In Newport Beach, the city hired Eurofins Calscience to conduct a study of their water, which tested at 10 different locations. Two of those locations showed oil in the water, but at nontoxic levels.

Avery said there are “very trace amounts of contaminants in the water” and that sampling would probably go on for another couple of weeks.

He also said there is not a lot of oil washing up on shore, but there are balls of tar that are coming up.

“Obviously, it’s a very significant environmental event that really has affected our local beach community, and certainly threatens the environment. But at the same time, we feel very lucky that it wasn’t worse,” Avery said.

He added that because the weather was calm when the spill took place and not as windy as it was these last couple of days kept the situation from being worse. 

“That really was very helpful because it didn’t push the oil ashore as much as it could have,” Avery said.

The oil is headed south but the impacts of the spill are ongoing, he said.

“It’s still going to impact marine life as it goes, it’s going to impact vessels at sea — some vessels suck the oil up into their cooling system, which is really a bad thing,” he said. “We’re out of the danger zone from it but there’s still residual oil here and others will be impacted as it goes further south.”


Huntington Beach Mayor Kim Carr said her city continues to sample and test the waters within city limits — all the way from Sunset Beach up north to the jetty down south — and that the city is also doing assessment flyovers twice a day “looking for more oil off the coast.”

“From what we’re told, most of the oil has moved south, but we’re still looking to see if any oil is still approaching our more environmentally sensitive areas, we still have hundreds of people on the ground looking for tarballs,” Carr said. 

Though there’s cause for optimism, she added. 

The Talbert Marsh in her city is a sensitive wetlands system and coastal habitat for a variety of marine life and bird species. It was the only marsh to be contaminated by the oil spill. 
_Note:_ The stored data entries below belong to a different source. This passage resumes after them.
PR #867, opened 2023-03-25
Rudder kick example in python and JSBSim XML script

seanmcleod:
Newcomers to JSBSim sometimes ask how to provide some scripted control inputs to get an aircraft to perform some maneuver. Currently none of the existing python examples in the repo demonstrate controlling control surfaces, both of them run through generating various trim solutions.

So this rudder kick example demonstrates how to go about inputting a rudder and aileron deflection for a particular flight test maneuver. An equivalent version based on JSBSim XML scripting is also provided so a user can compare and decide whether to go with a python based approach or an XML script approach.

### DIFF
--- a/examples/python/RudderKick.py
+++ b/examples/python/RudderKick.py
@@ -84,11 +84,9 @@ fdm.run_ic()
 try:
     fdm['simulation/do_simple_trim'] = 1
 
-except RuntimeError as e:
-    # The trim cannot succeed. Just make sure that the raised exception
-    # is due to the trim failure otherwise rethrow.
-    if e.args[0] != 'Trim Failed':
-        raise
+except jsbsim.TrimFailureError:
+    print("Trim failed, continuing rudder kick in an untrimmed state.")
+    pass  # Ignore trim failure
 
 # Time to run for in seconds
 run_period = 20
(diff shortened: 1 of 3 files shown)


examples/python/RudderKick.py
```diff
@@ -0,0 +1,133 @@
...
+
+# Trim
+try:
+    fdm['simulation/do_simple_trim'] = 1
+
+except RuntimeError as e:
+    # The trim cannot succeed. Just make sure that the raised exception
+    # is due to the trim failure otherwise rethrow.
+    if e.args[0] != 'Trim Failed':
+        raise
```
bcoconni, line 91: You could use the `TrimFailureError` exception to catach trim failure as that would be more explicit than the legacy code that was used before the `TrimFailureError` exception was introduced by the commit a5484eeea23cb15492b9d73f7ef1e833e025a99c
```suggestion
except jsbsim.TrimFailureError:
    pass  # Ignore trim failures
```

bcoconni (commented):
Just a tiny comment about using the `TrimFailureError` exception.

examples/python/RudderKick.py
seanmcleod: Have done. As a separate pull request I'll also update the existing 2 python examples to make use of this trim specific exception.

PR #874, opened 2023-03-30
Removed unused code that prevents Macos/Linux compilation of the Unreal Engine plugin.

demonixis:
This PR removes the `enum_traits` in `props.hxx` because it's not used and break the compilation of the Unreal Engine plugin on Macos and Linux.

I've compiled the JSBSim and JSBSimUnreal solution without any issue.

### DIFF
--- a/src/simgear/props/props.hxx
+++ b/src/simgear/props/props.hxx
@@ -1878,30 +1878,6 @@ inline std::string getValue<std::string>(const SGPropertyNode* node)
     return node->getStringValue();
 }
 
-/** Extract enum from SGPropertyNode */
-template<typename T>
-#if PROPS_STANDALONE
-inline T
-#else
-inline typename boost::enable_if<boost::is_enum<T>, T>::type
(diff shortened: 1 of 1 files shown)


seanmcleod:
I've approved the workflow to be run so that we can confirm there are no build issues across all the build types we perform and no errors from any of the tests we have.

demonixis:
I see many errors, have you a doc about all these targets? A workarround could be to add an specific define in case we're compiling with Unreal.

seanmcleod:
> @demonixis, actually you can safely delete the code lines 1881-1929 in src/simgear/props/props.hxx, these are unused by JSBSim.

But @demonixis you didn't follow @bcoconni's instructions carefully enough, take note of the line numbers he mentioned versus what you deleted.

demonixis:
@seanmcleod you're right! It's fixed, you can restart the tests

seanmcleod:
Just kicked them off.

PR #1122, opened 2024-07-08
Trent/aero debug

TrentConley:


seanmcleod:
You shouldn't be doing your active development and debugging via a pull request. Once you have finished local development and debugging and you think it's ready for submission then generate a pull request.

PR #1123, opened 2024-07-13
Fixes and updates to the CI workflow

bcoconni:
This PR addresses a fix and a couple of updates to the CI workflow:
* Remove the space between `--` and `parallel` in the file `.github/workflows/cpp-python-build.xml` as it results in the failure of the tests run on the Windows/MSVC platform. For some reason, although this was a syntax error, it is only recently that this has prevented the CI workflow to run.
https://github.com/JSBSim-Team/jsbsim/blob/754a4aca640fb008d921853d009135bf99723610/.github/workflows/cpp-python-build.yml#L344
* Fixes the capitalization of `JSBSim` in the `.github/workflows/cpp-python-build.xml`. It must be all lower cases now (most likely a change in [setuptools](https://setuptools.pypa.io/en/latest/) ?)
https://github.com/JSBSim-Team/jsbsim/blob/754a4aca640fb008d921853d009135bf99723610/.github/workflows/cpp-python-build.yml#L624
* Update [cibuildwheel](https://github.com/pypa/cibuildwheel) to its latest revision i.e. 2.19
* Drop the action `crazy-max/ghaction-github-pages` and use the [GitHub pages workflow](https://docs.github.com/en/pages/getting-started-with-github-pages/using-custom-workflows-with-github-pages) instead.

### DIFF
--- a/.github/workflows/cpp-python-build.yml
+++ b/.github/workflows/cpp-python-build.yml
@@ -895,6 +895,13 @@ jobs:
     needs: Stable-Release
     name: Deploy Documentation
     runs-on: ubuntu-latest
+    environment:
+      name: github-pages
+      url: ${{ steps.deployment.outputs.pages_url }}
+    permissions:
+      contents: read
+      pages: write
+      id-token: write
     steps:
       - name: Install Ubuntu packages
         run: |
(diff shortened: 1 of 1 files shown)


bcoconni:
The PR is immediately pulled to fix the space issue (first item in the PR description) that prevents the CI workflow to run on the Windows/MSVC platform.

“Remember how black all the rocks were?” Carr said to a reporter, recalling a news conference at the area convened by state Sen. Dave Min during the early days of the spill response efforts.  

“Totally clean now. Even I was stunned, they really came in and it looks totally different. It’s amazing how much they’ve done in the last two days.”

Carr said conservationists working to clean the area told her there’s still damage below the water surface at the wetlands, and that she’ll be sending a letter to the County of Orange requesting that current county plans to restore the site be expedited. 

“I’ll be sending a letter to the county to support the restoration of that … that riprap is supposed to be replaced and the county has a plan to do just that, so we are pushing the county to start restoration work early,” Carr said. “I’ll be sending a letter to the county requesting they don’t wait — let’s not waste time.”

“Right now, everything looks good and we’re continuing to make sure the beaches look pristine, trying to get back to some sense of normalcy,” she added. 

Meanwhile, tarballs are now washing ashore in San Diego County. 

“We’re praying for our friends down south, and we’re following that as well,” Carr said. “But it looks like we dodged a bullet up here.”